[REQUIREMENT]
Search the listing below for "Callable". Copy each matching line.

--- SUPPLIED ENTRIES Enclosed Below ---

PR #9886, opened 2021-04-26
Reduce memory footprint of caches

erikjohnston:
This removes the set we store in each node, and replaces it with either `None` if empty or a list. Since we expect there to be only a couple of callbacks per entry the cost of deduplicating the list is likely the same (or faster!) than maintaining a set, and has a smaller memory footprint.

The size of storing `None` is basically 0, an empty list is 56 bytes, and an empty set is 248 bytes. 

It doesn't look like it's had much effect on jki.re, but that might be because my caches aren't that large :shrug:

### DIFF
--- a/synapse/util/caches/lrucache.py
+++ b/synapse/util/caches/lrucache.py
@@ -73,11 +73,13 @@ class _Node:
 
         # Set of callbacks to run when the node gets deleted. We store as a list
         # rather than a set to keep memory usage down (and since we expect few
-        # entries per node, the performance of checking for duplication in a list
-        # vs using a set is negligible).
+        # entries per node, the performance of checking for duplication in a
+        # list vs using a set is negligible).
         #
         # Note that we store this as an optional list to keep the memory
-        # footprint down. Empty lists are 56 bytes (and empty sets are 216 bytes).
+        # footprint down. Storing `None` is free as its a singleton, while empty
+        # lists are 56 bytes (and empty sets are 216 bytes, if we did the naive
+        # thing and used sets).
         self.callbacks = None  # type: Optional[List[Callable[[], None]]]
 
         self.add_callbacks(callbacks)
--- a/synapse/util/caches/lrucache.py
+++ b/synapse/util/caches/lrucache.py
@@ -73,7 +73,7 @@ class _Node:
 
         # Set of callbacks to run when the node gets deleted. We store as a list
         # rather than a set to keep memory usage down (and since we expect few
-        # entries per node the performance of checking for duplication in a list
+        # entries per node, the performance of checking for duplication in a list
         # vs using a set is negligible).
         #
         # Note that we store this as an optional list to keep the memory
@@ -96,7 +96,7 @@ class _Node:
                 self.callbacks.append(callback)
 
     def run_and_clear_callbacks(self) -> None:
-        """Run all callbacks and clear the stored set of callbacks. Used when
+        """Run all callbacks and clear the stored list of callbacks. Used when
         the node is being deleted.
         """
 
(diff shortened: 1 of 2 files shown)


callahad:
> It doesn't look like it's had much effect on jki.re

Do we have reason to believe it would have a meaningful effect on larger instances?

erikjohnston:
> > It doesn't look like it's had much effect on jki.re
> 
> Do we have reason to believe it would have a meaningful effect on larger instances?

I think it will a bit, but its hard to know really.

synapse/util/caches/lrucache.py
```diff
@@ -57,13 +59,54 @@ class _Node:
...
     ):
         self.prev_node = prev_node
         self.next_node = next_node
         self.key = key
         self.value = value
-        self.callbacks = callbacks or set()
+
+        # Set of callbacks to run when the node gets deleted. We store as a list
+        # rather than a set to keep memory usage down (and since we expect few
+        # entries per node the performance of checking for duplication in a list
```
anoadragon453, line 76:
```suggestion
        # entries per node, the performance of checking for duplication in a list
```

Took me a couple reads to grok this sentence :)

synapse/util/caches/lrucache.py
```diff
@@ -57,13 +59,54 @@ class _Node:
...
+        # vs using a set is negligible).
+        #
+        # Note that we store this as an optional list to keep the memory
+        # footprint down. Empty lists are 56 bytes (and empty sets are 216 bytes).
+        self.callbacks = None  # type: Optional[List[Callable[[], None]]]
```
anoadragon453, line 81: We should probably be talking about the memory usage of empty lists versus `None` here, instead of vs. Sets?

synapse/util/caches/lrucache.py
```diff
@@ -57,13 +59,54 @@ class _Node:
...
+
+        if not self.callbacks:
+            self.callbacks = []
+
+        for callback in callbacks:
+            if callback not in self.callbacks:
+                self.callbacks.append(callback)
+
+    def run_and_clear_callbacks(self) -> None:
+        """Run all callbacks and clear the stored set of callbacks. Used when
```
anoadragon453, line 99:
```suggestion
        """Run all callbacks and clear the stored list of callbacks. Used when
```

synapse/util/caches/lrucache.py
```diff
@@ -57,13 +59,54 @@ class _Node:
...
+        the node is being deleted.
+        """
+
+        if not self.callbacks:
+            return
```
anoadragon453, line 104: Is there a reason to keep an empty list versus going back to `None`?

anoadragon453 (changes requested):
Looks good for the most part. Thanks for adding some explanatory comments - they really make all the difference when you're not familiar with a class.

synapse/util/caches/lrucache.py
erikjohnston: I'll clarify, but `None` as a singleton is basically free. The comparison with an empty set is because using sets is the "obvious" way of doing it.

synapse/util/caches/lrucache.py
erikjohnston: At this point `self.callbacks` should either by `None` or a non empty list.

synapse/util/caches/lrucache.py
anoadragon453: Right, OK. I read it as a justification for why you're using an optional list vs. just a list, rather than an optional list vs. a set :)

anoadragon453 (approved):
lgtm!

--- End of Enclosed SUPPLIED ENTRIES ---

[ANSWER SECTION]
         self.callbacks = None  # type: Optional[List[Callable[[], None]]]
+        self.callbacks = None  # type: Optional[List[Callable[[], None]]]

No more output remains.